* TASK PROMPT *
Reproduce, please, only the lines from the first line below to the line containing "The only issue", inclusive.

● ● ●

PR #2251, opened 2021-03-02
[Cdi2/Jakarta Cdi] Run tests for OpenWebBeans and Weld in CI

dcendents:
@mpkorstanje this is an alternate maven configuration that lets you run the tests with both openwebbeans and weld.
It is also possible to enable just one implmentation with the profiles `cdi2-openwebbeans` and `cdi2-weld` like before.

The only issue is that the default profile will break the tests in the IDE.
I use eclipse and to be able to run unit tests I have to activate the `cdi2-openwebbeans` or `cdi2-weld` profile in the project configuration.

I let you judge if you like it.

### DIFF
--- a/.github/workflows/build.yml
+++ b/.github/workflows/build.yml
@@ -30,8 +30,6 @@ jobs:
         run: mvn install -DskipTests=true -DskipITs=true -Darchetype.test.skip=true -Dmaven.javadoc.skip=true -B -V --toolchains .github/workflows/.toolchains.xml
       - name: test
         run: mvn verify -P-spotless-apply --toolchains .github/workflows/.toolchains.xml
-      - name: test cdi with openwebbeans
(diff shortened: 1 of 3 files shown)


mpkorstanje (changes requested):
I like this. But I don't like that it breaks in an IDE. I would like the project to keep working by default without clicking options.

So what if `cdi2-openwebbeans` is active by default and `cdi2-all-implementations` is active in CI? We know a test is running in CI when the `CI` environment variable is true.

https://docs.github.com/en/actions/reference/environment-variables

dcendents:
> So what if `cdi2-openwebbeans` is active by default and `cdi2-all-implementations` is active in CI?

I've done that and for jakarta-cdi as well, just checked the build logs and it worked, the profile was activated.

If you want to test locally:

- `mvn help:active-profiles`
- `CI=true mvn help:active-profiles`

In eclipse the tests pass with openwebbeans

I cannot modify the github build workflow though.

mpkorstanje:
Much appreciated!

● ● ●

* THE COMPLETED TASK *
PR #2251, opened 2021-03-02
[Cdi2/Jakarta Cdi] Run tests for OpenWebBeans and Weld in CI

dcendents:
@mpkorstanje this is an alternate maven configuration that lets you run the tests with both openwebbeans and weld.
It is also possible to enable just one implmentation with the profiles `cdi2-openwebbeans` and `cdi2-weld` like before.

The only issue is that the default profile will break the tests in the IDE.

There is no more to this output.